Le 27/09/13 12:11, sky Xue a écrit :
Hello,
I have a list below whose elements are data frames (Please see the
attached file “try.dat”). Now I want to apply a complicated function to
each row of the data frame which returns a single value. For simplicity,
you can assume this function is ma(x) (x is the row of the data frame).
[[1]]
class_id student_id 1 2
1 1 1 9 14
2 1 2 4 1
3 1 3 10 8
4 1 4 7 7
5 1 5 6 11
6 1 6 1 3
7 1 7 14 10
8 1 8 13 12
9 1 9 12 2
10 1 10 3 9
11 1 11 8 4
12 1 12 11 6
13 1 13 2 13
14 1 14 5 5
[[2]]
class_id student_id 1 2
15 2 1 11 3
16 2 2 7 10
17 2 3 2 2
18 2 4 6 6
19 2 5 13 8
20 2 6 12 13
21 2 7 8 14
22 2 8 1 9
23 2 9 3 1
24 2 10 4 11
25 2 11 5 4
26 2 12 9 12
27 2 13 10 7
28 2 14 14 5
[[3]]
class_id student_id 1 2
29 3 1 12 6
30 3 2 1 3
31 3 3 8 2
32 3 4 9 10
33 3 5 11 7
34 3 6 14 4
35 3 7 2 14
36 3 8 13 13
37 3 9 3 8
38 3 10 5 11
39 3 11 4 12
40 3 12 7 1
41 3 13 10 5
42 3 14 6 9
In real situation the list will be very long, and the dataframe is much
wider. That’s why I want to use Rcpp to improve the speed.
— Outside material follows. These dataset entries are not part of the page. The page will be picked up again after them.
PR #844, opened 2026-09-02
dataset: follow the IsHandled article rename in BCQuality

gggdttt:
> **CI is red by design until BCQuality PR #132 merges.** The `e2e` job runs `test_declared_slugs_exist_in_bcquality`, which clones live BCQuality and asserts every declared slug resolves to a real article. The new slug only exists once #132 lands, so this job fails until then and will go green on a re-run afterwards. `lint-and-test` is green on both runners. See the Merge order section below.
Follows the article rename in BCQuality PR #132.  ## What changes  `microsoft/knowledge/events/initialize-ishandled-to-false-before-publishing.md` is renamed to `microsoft/knowledge/events/reset-ishandled-only-when-the-value-can-carry-over.md` in BCQuality PR #132. The gold answer `synthetic__events-ishandled-reset-boundary-01` cites the old slug in `expected_comments[0].articles`, so once that rename lands the annotation points at an article that no longer exists and the entry shows up under `unknown_articles` in the coverage report.  Two lines change:  - `dataset/codereview.jsonl` - the cited slug on that one entry. - `notebooks/code-review-coverage.ipynb` - the same slug inside the committed article-coverage table output.  ## Why this is a pure rename, not a semantic change  The renamed article still covers what the gold answer asserts, so the annotation stays correct:  - The gold answer's expected comment relies on `ValidateTemporaryLocation` seeding `IsHandled` from `SalesLine.IsTemporary()` before publishing. The article's Best Practice admits exactly that: the value may come from an input parameter, field, global, *or earlier code seeds it*. - The gold answer also states two do-not-flag cases - `ValidateQuantity`'s fresh local, and `ValidateQuantityAndLocation`'s second raise. The article's Anti Pattern keeps both: do not match a single non-looping raise using a fresh local Boolean, and do not match a later raise reached only after a semantically valid `if IsHandled then exit;` proves the value is false.  No expected comment text, line range, severity, or domain is touched.  ## Notebook output  The article table is rendered by `pandas.DataFrame.to_string`, so the Article column is right-aligned to the longest slug in the table. That longest slug is `breaking-changes/relocating-a-field-to-a-tableextension-is-not-a-deletion` at 73 characters. The old slug is 54 characters and the new one is 57, both well under the column width, so the column width is unchanged and only the padding on this one row shifts by three spaces. All 79 data rows were checked to still terminate the Article field at the same column.  The rest of the output is left as committed - this PR is a slug sync, not a refresh of the coverage snapshot.  ## Merge order  **This PR should merge after BCQuality PR #132.** Today the old slug is the valid one; the new slug only exists once #132 lands. Merging this first would point the annotation at an article that does not exist yet.  ## Validation  - `uv run ruff format notebooks/code-review-coverage.ipynb` - unchanged - `uv run ruff check .` - all checks passed - `uv run ty check . --ignore=unresolved-import --exclude "notebooks/"` - one pre-existing diagnostic in an unrelated red-team module, none in the touched files - `uv run pytest -q` - 871 passed, 2 skipped - Loader round-trip: `CodeReviewEntry.load` returns 145 entries and `declared_articles()` on the touched entry resolves to the new slug


haoranpb:
@gggdttt JFYI, the tests are failing

gggdttt:
@Haoranpb fixed now

haoranpb (approved):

I got stuck from the very beginning, I failed to import this list to
Rcpp, not to mention import the dataframe to Rcpp.
I’ve checked the book Seamless R and C++ integration with Rcpp but find
NO example deals with such case.
Thank you very much for your support!
Best regards,
Sky
Rcpp has the Rcpp::DataFrame class which might help you but it does not
do much.
A data.frame is merely a list of vectors of the same size, but of
arbitrary types. This makes it difficult to process rows of a data frame.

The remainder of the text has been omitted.